Clotiapine for acute psychotic illnesses

Clotiapine is an antipsychotic drug and is currently used in the management of acute psychotic symptoms in Argentina, Belgium, Israel, Italy, Luxemburg, South Africa, Spain, Switzerland and Taiwan. This review highlights limited evidence for the effects of clotiapine compared with other drugs also used in this emergency situation.

Authors' conclusions: 

We found no evidence to support the use of clotiapine in preference to other 'standard' or 'non-standard' treatments for management of people with acute psychotic illness. All trials in this review have important methodological problems. We do not wish to discourage clinicians from using clotiapine in the psychiatric emergency, but well-designed, conducted and reported trials are needed to properly determine the efficacy of this drug.

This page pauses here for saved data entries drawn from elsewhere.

PR #7806, opened 2021-11-29
Remove localised rule file data from our VSIX

### LINKED ISSUE #6612: ProjectSystem VSIX contains unnecessary files (source and localised rule files)

drewnoakes:
Fixes #6612

Commit e30c529bc40da262c9ff5c5ccaefce2684b713aa added support for embedding rule files. In doing so, it set both `CopyToOutputDirectory` to `PreserveNewest` and `XlfOutputItem` to `EmbeddedResource` for these files.

This combination of metadata values caused 468 localised `.xaml` files to be included in our VSIX.

Removing them drops the VSIX size from 6972kB to 2626kB. A [sibling fix in CPS](https://devdiv.visualstudio.com/DevDiv/_git/CPS/pullrequest/366694) removes a further 30 `.cs` files, dropping the size to 2356kb.

This PR includes and builds upon #7805. In fcc7af49570aeca6528f89d9720b12bf10483aca you can see the removal of files from the snapshot test data. That test harness ensures we won't have surprises like this again.

While looking into this I took the chance to understand and tidy upon how we configure our rules in the `.csproj` and `.targets` files. This should help us to do the right thing with these in future.

###### Microsoft Reviewers: [Open in CodeFlow](https://portal.fabricbot.ms/api/codeflow?pullrequest=https://github.com/dotnet/project-system/pull/7806)


drewnoakes:
I'll investigate the build failure tomorrow.

src/Microsoft.VisualStudio.ProjectSystem.Managed/Microsoft.VisualStudio.ProjectSystem.Managed.csproj
```diff
@@ -28,154 +28,64 @@
...
+
+  <!--
+    NOTE ON XAML RULES
+
+    We use one of two item types for XAML rule files:
+
+    - "XamlPropertyRule" for rules that require a generated class. Useful when working with Dataflow project rule sources.
+    - "XamlPropertyRuleNoCodeBehind" for rules that do not require a generated class.
+
+    In addition to the above, there are two metadata that control how rules are treated during build:
```
tmeschter, line 46:
```suggestion
    In addition to the above, there are three metadata that control how rules are treated during build:
```

src/Microsoft.VisualStudio.ProjectSystem.Managed/Microsoft.VisualStudio.ProjectSystem.Managed.csproj
```diff
@@ -28,154 +28,64 @@
...
+
+    - "XlfInput" controls whether display strings in the rule file should be localised. Defaults to true.
+    - "IsEmbedded" indicates that the rule is embedded (see RuleExporter.cs).
+    - "GenerateProjectPropertiesClass" indicates that code generation should contribute to the partial "ProjectProperties" class.
```
tmeschter, line 50: It would be useful to list the defaults for "IsEmbedded" and "GenerateProjectPropertiesClass".

tmeschter (approved):
Why did the file names change (e.g. AppDesigner.xaml.cs -> AppDesigner.cs)?

Also, it would be good to verify that localized rules still work properly after this change.

drewnoakes:
> Why did the file names change (e.g. AppDesigner.xaml.cs -> AppDesigner.cs)?

So that they nest properly (`DependentUpon`) without requiring explicit updates in the project file, keeping the project file leaner.

> Also, it would be good to verify that localized rules still work properly after this change.

Will do before merging. The current build failure is an issue I need to address first.

MiYanni:
@drewnoakes Any update on this? I'd like to put the parent issue for this into the infrastructure project stuff for next sprint.

drewnoakes:
@MiYanni no update here. This needs more work.

drewnoakes:
@MiYanni fixed this elsewhere, so closing this. Thanks Yanni :)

[Note: the three citations in the awaiting classification section of the review may alter the conclusions of the review once assessed.]

Read the full abstract...

Acute psychotic illnesses, especially when associated with agitated or violent behaviour, require urgent pharmacological tranquillisation or sedation. Clotiapine, a dibenzothiazepine neuroleptic, is being used for this purpose in several countries.


To estimate the effects of clotiapine when compared to other 'standard' or 'non-standard' treatments for acute psychotic illnesses in controlling disturbed behaviour and reducing psychotic symptoms.

Search strategy: 

We searched the Cochrane Schizophrenia Group Register (April 2004).

We updated this search in July 2012 and added the results to the awaiting classification section of the review.

Selection criteria: 

The review included randomised clinical trials comparing clotiapine with any other treatment for people with acute psychotic illnesses.

Data collection and analysis: 

Relevant studies were selected for inclusion, their quality was assessed and data extracted. Data were excluded where more than 50% of participants in any group were lost to follow up. For binary outcomes we calculated a standard estimation of the risk ratio (RR) and its 95% confidence interval (CI). For continuous outcomes, endpoint data were preferred to change data. Non-skewed data from valid scales were summated using a weighted mean difference (WMD).

Main results: 

We identified five relevant trials. None compared clotiapine with placebo, but control drugs were either antipsychotics (chlorpromazine, perphenazine, trifluoperazine and zuclopenthixol acetate) or benzodiazepines (lorazepam).Versus the antipsychotics, the results for 'no important global improvement' did not suggest clotiapine to be superior, or inferior, to chlorpromazine, perphenazine, or trifluoperazine (n = 83, 3 RCTs, RR 0.82 CI 0.22 to 3.05, I-squared 58%). Use of clotiapine when compared with chlorpromazine did change the proportion of people ready for hospital discharge by the end of the study (n = 49, 1 RCT, RR 1.04 95%CI 0.96 to 2.12). Overall, attrition rates were low. No significant difference was found for those allocated to clotiapine compared with people randomised to other antipsychotics (n = 121, RR 2.26 95%CI 0.40 to 13). Weak data suggests that clotiapine may result in less need for antiparkinsonian treatment compared with zuclopenthixol acetate (n = 38, RR 0.43 95%CI 0.02 to 0.98). Compared with lorazepam, clotiapine, when used to control aggressive/violent outbursts for people already treated with haloperidol, did not significantly improve mental state (WMD -3.36 95%CI -8.09 to 1.37). We could not pool much data due to skew or inadequate presentation of results. Economic outcomes and satisfaction with care were not addressed.